Event-Driven State Machine: AppFlowBehaviour implements IAppFlow and manages runtime mode transitions through an event-driven architecture. Mode change requests are queued during active transitions, preventing race conditions. TransitionScope tracks ownership of active transitions, and when a handler begins a transition, it acquires a scope that must be disposed before new transitions can proceed. SafeEvent wraps event invocation to catch and log exceptions from individual subscribers without breaking the event chain, preventing a single faulty handler from crashing the entire application. Events include ModeChanged, TransitionChanged, and InteractionOccurred.

Dependency Injection: The ServiceRegistry provides scene-scoped dependency injection. Services are registered using [AutoRegister] attributes on MonoBehaviours, which are discovered at scene load. Consumer scripts use [Inject] attributes on fields to receive resolved services. The registry validates that all required services are registered during the startup pipeline, failing fast with clear error messages if dependencies are missing. This replaced the previous pattern of direct GetComponent and singleton references throughout the codebase.

Sequential Startup Pipeline: StartupProcessProvider defines a 7-step ordered initialization sequence: (1) Validate Services: ensure all critical services are registered, (2) Validate Environment: check persistent storage paths, layer setup, and UI document availability, (3) Load Settings: async config initialization from AppConfigAsset ScriptableObject, (4) Check Server: HEAD request to content server for availability, (5) Process Content: load local content or trigger remote download based on server availability, (6) Kinect Init: initialize Kinect sensor with timeout fallback for environments without hardware, (7) Complete: transition to initial runtime mode.

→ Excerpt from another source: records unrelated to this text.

PR #70489, opened 2025-10-21
telco: automerge trusted k5x PRs for numaresources-operator and scheduler

shajmakh:
Avoid waiting for prow CI and configure Tide to auto merge PRs by
konflux bot that are labeled with `auto-merge`.

### DIFF
--- a/core-services/prow/02_config/openshift-kni/scheduler-plugins/_prowconfig.yaml
+++ b/core-services/prow/02_config/openshift-kni/scheduler-plugins/_prowconfig.yaml
@@ -1,5 +1,25 @@
 tide:
   queries:
+  - author: red-hat-konflux
+    labels:
+    - auto-merge
+    missingLabels:
+    - do-not-merge
+    - do-not-merge/hold
+    - do-not-merge/work-in-progress
+    - needs-rebase
+    repos:
+    - openshift-kni/scheduler-plugins
+  - author: red-hat-konflux[bot]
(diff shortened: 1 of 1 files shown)


ffromani (commented):
/lgtm

for numaresources-operator and scheduler-plugins

shajmakh:
TLDR; this change won't do the goal because branch protection will be applied on the branch without considering the author or the queries.
Explanation for future reference: 
 we want to immediately merge bot-trusted PR for konflux updates, which means also skipping any CI job. (first 2 queries)
 OTOH all other PRs need to submit to the CI configuration and require "lgtm" and "approve" labels. (last query)
 In reality both PR types are meant to target the main/master branch. The problem lies in that tide's branch protection rules takes affect per branch and not per query, so checking the rules under https://github.com/kubernetes-sigs/prow/blob/main/pkg/config/prow-config-documented.yaml it is not possible to achieve the goal of automerging bot PRs with no policy protection and at the same time to protect the branch upon non-bot PRs.

possible option to check forward could be:
make Konflux CI optional for specific PRs (bot ones) - somewhere [here](https://github.com/openshift/release/pull/62780/files) perhaps- && ensure all jobs in https://github.com/openshift/release/blob/master/ci-operator/config/openshift-kni/numaresources-operator/openshift-kni-numaresources-operator-main.yaml and all affected branches are optional/skipped for such PRs.

/close

PR #70495, opened 2025-10-21
Block build04 to bump up os image of control plane node

liangxia:


liangxia:
/hold
so that I can work on it tomorrow.

PR #70499, opened 2025-10-21
CMP-3766: Adjust periodic tests frequencies for older OCP versions

Anna-Koudelkova:
1. Checked all our periodic jobs (for CO, SPO and FIO) running on OCP versions 4.12 - 4.15 (4.15 included)
2. Adjust jobs that were not running with frequency f60 + generate new cronjob entry for these jobs

Only jobs in OCP v 4.14 for CO (on amd and arm) and SPO (on amd) were affected, the rest was already wired to be triggered every 60 days.

Jira ticket: https://issues.redhat.com/browse/CMP-3766


xiaojiey:
@liangxia Could you please help to review/merge? Thanks.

Each step reports progress to the InitializationUIHandler.

Config Registry: AppConfigProvider loads configuration from AppConfigAsset ScriptableObjects, supporting runtime reload via ConfigReloaded events. The AppConfig structure provides typed access to server settings (URL, credentials), content paths, body rig configuration, and idle timing parameters. Thread-safe async initialization ensures config is available before dependent systems start.

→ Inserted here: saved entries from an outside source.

PR #70504, opened 2025-10-21
Update network flow matrix nightly lanes cron

shirmoran:
In order to investigate nightly failures in network flow matrix tests, we updated the job to run twice a day.

### DIFF
--- a/ci-operator/config/openshift/release/openshift-release-master__nightly-4.16.yaml
+++ b/ci-operator/config/openshift/release/openshift-release-master__nightly-4.16.yaml
@@ -725,7 +725,7 @@ tests:
     workflow: telco5g-ptp
 - as: telco5g-network-flow-matrix-bm
   cluster: build05
-  cron: 0 23 * * 0,3
+  cron: 0 23 * * *
   restrict_network_access: false
   steps:
     env:
@@ -752,7 +752,7 @@ tests:
     workflow: telco5g-network-flow-matrix-bm
 - as: telco5g-network-flow-matrix-single-node-bm
   cluster: build05
-  cron: 0 23 * * 0,3
+  cron: 0 23 * * *
   restrict_network_access: false
   steps:
     env:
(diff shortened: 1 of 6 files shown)


neisw:
Thanks @shirmoran.  The reason I am asking is that for the older releases the changes come in less frequently.  I wouldn't expect you to need to run the tests against the same payload repeatedly to identify a failure in this case.  We are trying to balance the number of jobs we run and focus heavier testing on the development releases.   It doesn't seem like you need to run the older releases twice daily in this case.

Who monitors these jobs when there are failures?

neisw:
If you are planning to have alerting setup for these jobs and monitor the health of them then daily sounds good.  Having alerting and monitoring setup is a requirement for becoming informing so that would align well.

ci-operator/config/openshift/release/openshift-release-master__nightly-4.16.yaml
```diff
@@ -725,7 +725,7 @@ tests:
     workflow: telco5g-ptp
 - as: telco5g-network-flow-matrix-bm
   cluster: build05
-  cron: 0 23 * * 0,3
+  cron: 0 23 * * *
```
neisw, line 728: It looks like you are going to kick off 6 jobs each night at 11 across all releases.  In the past I know some of the telco resources were limited.  Are you sure they have capacity for this, have you considered staggering the schedule across releases?

ci-operator/config/openshift/release/openshift-release-master__nightly-4.19.yaml
```diff
@@ -969,7 +969,7 @@ tests:
     workflow: telco5g-mno-ztp-cnf
 - as: telco5g-network-flow-matrix-bm
   cluster: build05
-  cron: 0 23 * * 2,5
+  cron: 0 11,23 * * *
```
neisw: I'm still a bit hesitant about running these twice a day.  I think where you really want to get to is running these on each payload to catch issues as they come in.  I'm less concerned about running them 2 times a day now but more just letting them keep running on this schedule a year from now, etc.  I feel like you would still catch your issues running once a day.

shirmoran: Okay, let's start with once a day and if needed we'll consider increasing the runs.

Mode Orchestrator: ModeOrchestrator implements both IAppCommands (for requesting mode changes and marquee transitions) and IAppActivity (for reporting user interaction). This centralizes mode coordination: InputHandler calls IAppCommands.RequestMarquee(), GestureHandler subscribes to IGestureHandler events, and the orchestrator manages the lifecycle. This replaced the previous pattern where handlers directly referenced each other.

Threading: UnityMainThread provides thread-safe async/await support, ensuring callbacks from async operations return to Unity's main thread. CancellationToken integration enables clean shutdown of long-running operations during mode transitions or application exit.